You would be surprised how many people are still unaware of the need for a usable form of Vitamin A for their frogs. Our frogs require preformed Vitamin A (Retinol) and most vitamin dust manufacturers still do not include this! (Now you have to ask yourself, if the knowledge about retinol has been around this long, and they choose not to change their formula, what do they really care about...your frogs or your dollars?) I have walked more than a few people through their problems with morphing out good froglets, due to improper supplementation to the parent frogs. In fact, that is how I finally got my hands on a trio of Highland Sirensis/Standard Lamasi! He was doing great with his parents, but was losing all the eggs and tads. I helped him with the supplementation issues he was having, so I got a beautiful deal on the first three successful offspring!

Another comment. Yes, I agree that you should question why tads may be offered for sale. I would worry that they are not being properly raised before they are in your hands. However, that is not always the case. I choose to raise my tads to froglets. To me, that is an important part of the hobby and to this day, it thrills me to morph out a successful froglet. This winter, however, was tough on the glass business and I decided to sell a couple groups of Benedicta tadpoles.
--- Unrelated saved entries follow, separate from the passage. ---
PR #158, opened 2023-11-21
Change certain aspects of the data science tutorial notebook

nicholasjng:
Improves a few aspects of the tutorial:

* The weather API data is now saved to a temporary file, no more directories are created. The tempfiles are closed immediately after their last uses in the upload transactions.
* The separate `put` operation section was cut, because the showcase of a commit abort is unnecessary. Instead, the focus is shifted to the transactional upload of the data frames.
* Instead of shape comparisons, `pandas.DataFrame.equal` is used to establish equality of local vs. remote downloaded data. This actually caught a dtype mismatch between two datasets.
* Through style changes and regroups, a number of text passages were slimmed down or cut entirely.

### DIFF
--- a/docs/tutorials/demo_data_science_project.ipynb
+++ b/docs/tutorials/demo_data_science_project.ipynb
@@ -9,40 +9,26 @@
    "source": [
     "# Introduction\n",
     "\n",
-    "In this notebook, we will complete a small end-to-end data science tutorial that employs `lakefs-spec` for data versioning. We will use versioned weather data to train a random forest classifier to predict whether a given day from now is a raining day given the current weather.\n",
+    "In this notebook, we will complete a small end-to-end data science tutorial that employs `lakefs-spec` for data versioning. We will use versioned weather data to train a decision tree classifier to predict whether it is raining tomorrow given the current weather.\n",
     "\n",
     "We will do the following:\n",
     "\n",
     "* Environment setup\n",
     "* LakeFS setup\n",
+    "* Authenticate with the lakeFS client\n",
     "* Data ingestion via transactions\n",
     "* Model training\n",
     "* Updating data and retraining a model\n",
     "* Accessing data versions and reproducing experiments\n",
     "* Using tags for semantic versioning\n",
     "\n",
-    "To execute the code in this tutorial as a Jupyter notebook, download this `.ipynb` file to a convenient location on your machine. You can also clone the whole `lakefs-spec` repository. During the execution of this tutorial, in the same directory, a folder `data` will be created. We will also download a file `.lakectl.yaml` to the current user's home directory.\n",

I sold them to 2 of the people who are commenting in this thread (you guys are welcome to say who you are if you care to). I DO know how to raise a tadpole. I included some of my tadpole food with one the the groups of tadpoles. The other gentleman was already using a custom tad food very similar to mine, so he used his own. Both people morphed them out fine, and now have groups of Benedicta. The were able to save some money on an otherwise, fairly high priced frog. I was able to put some cash back into the family funds.
I believe the details are important on a transaction like this. I guaranteed live delivery, but made it crystal clear that once they are out of my care, I can't promise they will morph out properly. This is a risk that the buyer takes. The buyers were aware of this, and knew that the reduced price reflected the risk.
Before I get a ton of requests, I don't make it a practice of selling tadpoles. Thanks.


----------



## frogface

Funny Doug, I was planning to give a local fella some tadpoles and packed up some of your delicious tad food to go with them. I ended up giving him froglets instead. Worked out really well. I got a surprise zoomed tank in exchange


----------



## Pumilo

frogface said:


> Funny Doug, .... some of your delicious tad food....
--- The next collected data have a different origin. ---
PR #160, opened 2023-11-23
Change `fs.info()` logic to recognize non-slash-terminated directories

nicholasjng:
Previously, our heuristic for calling `objects_api.stat_object` was the resource terminating in a slash.

However, we put this into an `if-else` branch, meaning that `objects_api.list_objects` would never be called on a directory resource that was not slash-terminated. This leads to erroneous "not found" errors on existing directories.

The heuristic now changes to the strategy "call `stat_object` first, return if successful, otherwise call `list_objects`". This ensures that on an unsuccessful `stat_objects` call on a directory, the correct `list_objects` call follows directly afterwards.

Also adds a regression test for the behavior.

------

Repro on main (currently results in "404 not found" as mentioned above, requires a repo "lakefs-spec-tests" with sample data):

```python

def main():
    """
    Regression test to check that calling `fs.info()` on existing non-slash-terminated
    directories yields the same results as if terminated with a slash.
    """
    fs = LakeFSFileSystem()
    resource = "lakefs-spec-tests/main/data/"
    res = fs.info(resource)

    assert res["type"] == "directory"

    non_slash_resource = resource.rstrip("/")
    assert fs.info(non_slash_resource) == res


if __name__ == "__main__":
    main()
```

I think this is worth it since we all hate websites that behave differently on trailing-slash vs. no trailing slash requests.

### DIFF
--- a/tests/test_ls.py
+++ b/tests/test_ls.py
@@ -75,7 +75,7 @@ def test_ls_stale_cache_entry(
     lpath = str(random_file)
     rpath = f"{repository}/{temp_branch}/data/{random_file.name}"
 
-    fs.put_file(lpath, rpath)
+    fs.put_file(lpath, rpath, precheck=False)
 
     res = fs.ls(rpath)
     assert counter.count("objects_api.list_objects") == 2
--- a/src/lakefs_spec/spec.py
+++ b/src/lakefs_spec/spec.py
@@ -251,36 +251,44 @@ class LakeFSFileSystem(AbstractFileSystem):
     def info(self, path: str, **kwargs: Any) -> dict[str, Any]:
         path = self._strip_protocol(path)
 
-        # input path is a directory name
-        if path.endswith("/"):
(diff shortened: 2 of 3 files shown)


tests/test_ls.py
```diff
@@ -55,7 +55,7 @@ def test_ls_stale_cache_entry(
     lpath = str(random_file)
     rpath = f"{repository}/{temp_branch}/data/{random_file.name}"
 
-    fs.put_file(lpath, rpath)
+    fs.put_file(lpath, rpath, precheck=False)
```
nicholasjng, line 58: This is necessary now since otherwise on the checksum pre-check, `info` is called on a non-existent file, which causes the fall-through and thus another `list_objects` call.

Took me a while to figure out. Verifying the number of expected API counts is nice, but does not tell you where stuff goes wrong unfortunately.

nicholasjng: Correct.

PR #161, opened 2023-11-23
Fix `fs.get()` and `fs.put()` by expanding path with versioning prefix

nicholasjng:
Otherwise, parsing the lakeFS URI (with or without scheme) fails since the repository and ref were stripped.

Also, since the directories are part of the expanded path list by default in the base implementation, which is designed to make a dir on an `lpath` directory input in `put_file`/`get_file`, we need to check that any input to our custom implementations does not trigger the `precheck` checksum verification branch. This is done by checking if the lpath input is a directory.

PENDING: Tests (signing off now I promise, just wanted to unblock the docs)

### DIFF
--- a/src/lakefs_spec/spec.py
+++ b/src/lakefs_spec/spec.py
@@ -115,6 +115,22 @@ class LakeFSFileSystem(AbstractFileSystem):
         self.create_branch_ok = create_branch_ok
         self.source_branch = source_branch
 
+    def expand_path(
+        self,
+        path: str | list[str],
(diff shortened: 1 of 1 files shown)


nicholasjng:
An equally valid solution is to add the mentioned versioning prefix to the output of the `stat` object returned from `info`, i.e. to all constructed outputs from `stat_object`, and all outputs from `ls`. I have nothing against that personally, let me know which one is preferred.

nicholasjng:
Superseded by #166.

PR #167, opened 2023-11-24
Docs: Add third-party integrations user guide

AdrianoKF:
This PR adds a page on the integration of lakefs-spec with third-party libraries to the user guide as `docs/guide/integrations.md`.

It includes explanations and code examples for:

- Pandas
- DuckDB
- Polars
- PyArrow

> [!NOTE]
> I wonder if the code examples should be included from external Python files, just as for the quickstart guide? This would allow us to run them as part of an integration test suite for the docs.


janwillemkl (approved):
Looks good! The PyArrow example is a nice addition 😄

Kris buys it in bulk. She likes it for a quick, between meal snack. It's great on the road!


----------



## RobR

I see what your saying. My statement came from having only dealt with reputable people who have been producing froglets already and knowing the time and attention I give to my animals. I was looking at it as who can't basically care for a betta until it sprouts four legs, then give it land. I appreciate the people who have sold me tads for just that reason, that I enjoy morphing them out just like plants from seed or birds from eggs.


----------



## GP dynamite

frogparty said:


> WOAH- In my opinion, the breeder is NOT responsible. It is the responsibility of ANYONE purchasing ANY ANIMAL AT ANY DEVELOPMENTAL STAGE to educate themselves as to the specific care needs required.
> 
> The supplier could definitely provide tips on what the tadpoles have been getting as far as water changes, food type etc, but if I was going to sell someone from the board frogs, tadpoles, etc Id be expecting that that individual had at least read the stickies!!!!
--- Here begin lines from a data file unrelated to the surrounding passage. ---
Issue #121, opened 2023-10-30
Improve public API docs coverage


AdrianoKF:
In order to make the generated API docs (more) useful, the code should include docstrings for (at a minimum):

- All modules: otherwise, subpages in the API reference will appear empty (since the are generated from the module docstring)
- All public members (function, classes): e.g., the `config` module is entire undocumented
- Any missing type annotations

AdrianoKF:
Closed by #168, #181, #184

PR #168, opened 2023-11-24
Add doc-strings to the client_helpers

maxmynter:
Add doc strings such that the `client_helpers` API are included in the documentation. 

This addresses https://github.com/aai-institute/lakefs-spec/issues/121

The question remains open whether we want doc-strings (and hence documentation) on all the members where I added them. Some might not be intended as public API. Refer to the linked issue for more details.

### DIFF
--- a/src/lakefs_spec/client_helpers.py
+++ b/src/lakefs_spec/client_helpers.py
@@ -35,7 +35,8 @@ def commit(
     message: str,
     metadata: dict[str, str] | None = None,
 ) -> Commit:
-    """Creates a new commit of all uncommitted changes on the branch in the lakeFS file storage
+    """
+    Creates a new commit of all uncommitted changes on the branch in the lakeFS file storage
 
     Parameters
     -------
@@ -71,7 +72,8 @@ def commit(
 def create_branch(
     client: LakeFSClient, repository: str, name: str, source_branch: str, exist_ok: bool = True
 ) -> str:
-    """Creates a branch in a lakeFS repository.
+    """
+    Creates a branch in a lakeFS repository.
 
     Parameters
     ----------
@@ -112,7 +114,8 @@ def create_branch(
 def create_repository(
     client: LakeFSClient, name: str, storage_namespace: str, exist_ok: bool = True
 ) -> Repository:
-    """Creates a new repository in the lakeFS file storage system with a specified name and storage namespace.
+    """
+    Creates a new repository in the lakeFS file storage system with a specified name and storage namespace.
 
     Parameters
     ----------
@@ -150,7 +153,8 @@ def create_repository(
 def create_tag(
     client: LakeFSClient, repository: str, ref: str | Commit, tag: str, exist_ok: bool = True
 ) -> Ref:
-    """Creates a new tag in the specified repository in the lakeFS file storage system.
+    """
+    Creates a new tag in the specified repository in the lakeFS file storage system.
 
     Parameters
     ----------
@@ -188,7 +192,8 @@ def create_tag(
 
 
 def list_tags(client: LakeFSClient, repository: str) -> list[Ref]:
-    """Lists all the tags in the specified repository in the lakeFS file storage system.
+    """
+    Lists all the tags in the specified repository in the lakeFS file storage system.
 
     Parameters
     ----------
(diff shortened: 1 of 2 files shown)


src/lakefs_spec/client_helpers.py
```diff
@@ -43,8 +62,7 @@ def commit(
 def create_branch(
     client: LakeFSClient, repository: str, name: str, source_branch: str, exist_ok: bool = True
 ) -> str:
-    """
-    Create a branch in a lakeFS repository.
+    """Create a branch in a lakeFS repository.
```
AdrianoKF, line 65: For consistent style within this module:

```suggestion
    """Creates a branch in a lakeFS repository.
```

AdrianoKF (commented):
Can you also add a short module docstring?

janwillemkl:
For the parameter descriptions, there is some inconsistency:

For example:

* **The** lakeFS client object
* Repository name
* **A** string representing the commit SHA

In principle it is also not needed to include the type in the description, because that information is already present in definition.

src/lakefs_spec/client_helpers.py
```diff
@@ -26,6 +35,25 @@ def commit(
     message: str,
     metadata: dict[str, str] | None = None,
 ) -> Commit:
+    """Creates a new commit of all uncommitted changes on the branch in the lakeFS file storage
```
nicholasjng, line 38: Please end with a full stop (".").

Also, do we break the line after the multiline string """? I always like to do this since it's easier to read.

src/lakefs_spec/client_helpers.py
```diff
@@ -26,6 +35,25 @@ def commit(
...
+    client: LakeFSClient
+        lakeFS client object.
+    repository: str
+        Repository name.
+    branch: str
+        Branch name.
+    message: str
+        Commit message.
+    metadata: dict[str, str] | None, optional
+        Additional metadata for the commit. Defaults to None.
```
nicholasjng, line 51:
```suggestion
        Additional metadata to include in the commit.
```

(The default is clear from the signature.)

src/lakefs_spec/client_helpers.py
```diff
@@ -26,6 +35,25 @@ def commit(
...
+
+    Returns
+    -------
+        Commit: Commit object of the lakeFS-SDK.
```
nicholasjng, line 55:
```suggestion
        Commit: The created commit object returned by the lakeFS server.
```

nicholasjng (commented):
Before I continue reviewing I want to ask:

* What is the policy on the introductory sentence in the docstring re: linebreak after the multiline intro `"""`?
* Do we want to explicitly mention what the default is in argument descriptions, even if it's in the signature?
* What tense / grammatical case are we putting the synopses into? I would argue for imperative (example: `Merge branch xyz`) instead of 3rd person (`Merges branch xyz`).
* Do we give names and types to the return values in the `Returns` section? I think we just went with a one sentence-description so far (names are not really valuable anyway, since the user will assign the name by himself).

AdrianoKF:
I took the liberty of answering a few of your questions by means of pushing a reformatting of the docstrings 😅  (without seeing your comments)

>     * What is the policy on the introductory sentence in the docstring re: linebreak after the multiline intro `"""`?
> 
>     * Do we want to explicitly mention what the default is in argument descriptions, even if it's in the signature?
Arguable, but I lean towards omitting them (if the rendered docs show the defaults correctly - which it seems they do).

>     * What tense / grammatical case are we putting the synopses into? I would argue for imperative (example: `Merge branch xyz`) instead of 3rd person (`Merges branch xyz`).
I don't care either way, but agree with what the [Google Python style guide](https://google.github.io/styleguide/pyguide.html) has to say on the matter:

> The docstring may be descriptive-style ("""Fetches rows from a Bigtable.""") or imperative-style ("""Fetch rows from a Bigtable."""), but the style should be consistent within a file.

>     * Do we give names and types to the return values in the `Returns` section? I think we just went with a one sentence-description so far (names are not really valuable anyway, since the user will assign the name by himself).

No names, IMO (in fact I edited them out)

<hr>

A few general remarks, @maxmynter:

- Sections in the Numpy docstring style start unintended (e.g., the `Notes` block would otherwise render as a markdown code block instead)
- No colons after single line identifiers (e.g., return types, exceptions), these show up in the output otherwise

I also added a `watch` block to `mkdocs.yml` for the source folder to make editing docstrings easier (since `mkdocs serve` will automatically rebuild the docs when saving a changed source file).

AdrianoKF:
Merging now, as these can always be improved later on.

PR #169, opened 2023-11-24
Allow leading `lakefs://` scheme in input paths

### LINKED ISSUE #159: Consider handling of rpaths with URI scheme included
s3fs for one parses the bucket and resource names after stripping the protocol, so maybe calling `_strip_protocol` in the `parse` routine is the way to go here.

_Originally posted by @nicholasjng in https://github.com/aai-institute/lakefs-spec/pull/156#discussion_r1402028709_

nicholasjng:
Since the scheme is a part of the URI, it should be allowed in the parsing regex. This is achieved by adding an optional positive lookahead capture group.

This has the benefit that the scheme, since we don't need it, does not appear in the regex match groups, so all other code can stay unchanged.

Adds a regression test for scheme parsing.

Fixes #159.

### DIFF
--- a/src/lakefs_spec/util.py
+++ b/src/lakefs_spec/util.py
@@ -39,10 +39,12 @@ def parse(path: str) -> tuple[str, str, str]:
     # https://docs.lakefs.io/understand/model.html#repository
     # Second regex is the branch: Only letters, digits, underscores
     # and dash, no leading dash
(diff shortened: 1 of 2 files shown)


AdrianoKF (approved):
Description nitpick: the `(?:lakefs://)?` is an optional non-capturing group, not a lookahead (`?=`) ;)

Otherwise, lgtm.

My statement didnt come off as intended. I'm not saying its solely on the breeder. A dog breeder wouldn't give a dog to a kid. Why? The kid won't be responsible and wont be familiar with care and needs of the dog. I'm just saying that ensuring that the customer Has educated themselves should be a good practice. It's as simple as asking a few questions about their preparation. That's all. I agree its on the customer to learn.


----------



## DarkElvis

GP dynamite said:


> My statement didnt come off as intended. I'm not saying its solely on the breeder. A dog breeder wouldn't give a dog to a kid. Why? The kid won't be responsible and wont be familiar with care and needs of the dog. I'm just saying that ensuring that the customer Has educated themselves should be a good practice. It's as simple as asking a few questions about their preparation. That's all. I agree its on the customer to learn.


im gonna call BS on this. yes a dog breeder would just give a dog to a kid...why? because the [email protected]*@*strds sold it for 2000. 

then when said kid tried to return it after the "puppy love" wore off ( basically it crapped everywhere and wouldnt stop crying all the time) the buyer would have to forfit 75% of purchase price...

lets not bring dogs into this....and that kid was my little sister. 

similar, but not the same. we dont have PDF roaming the streets because of irresponsible owners.


----------



## GP dynamite

DarkElvis said:


> im gonna call BS on this. yes a dog breeder would just give a dog to a kid...why? because the [email protected]*@*strds sold it for 2000.
> 
> then when said kid tried to return it after the "puppy love" wore off ( basically it crapped everywhere and wouldnt stop crying all the time) the buyer would have to forfit 75% of purchase price...
> 
> lets not bring dogs into this....and that kid was my little sister.
> 
> similar, but not the same. we dont have PDF roaming the streets because of irresponsible owners.


No we don't. Just frogs given away, sold, or dead that end up thrown away. you dont see pdfs in the streets because they wouldn't survive. Look into invasive frogs in Hawaii and other pacific islands. 
http://www.hawaiiinvasivespecies.org/pests/coqui.html
They do very well there due t irresponsible buyers importers and sellers. Bottom line it's everyone's responsibility to know what they're getting into.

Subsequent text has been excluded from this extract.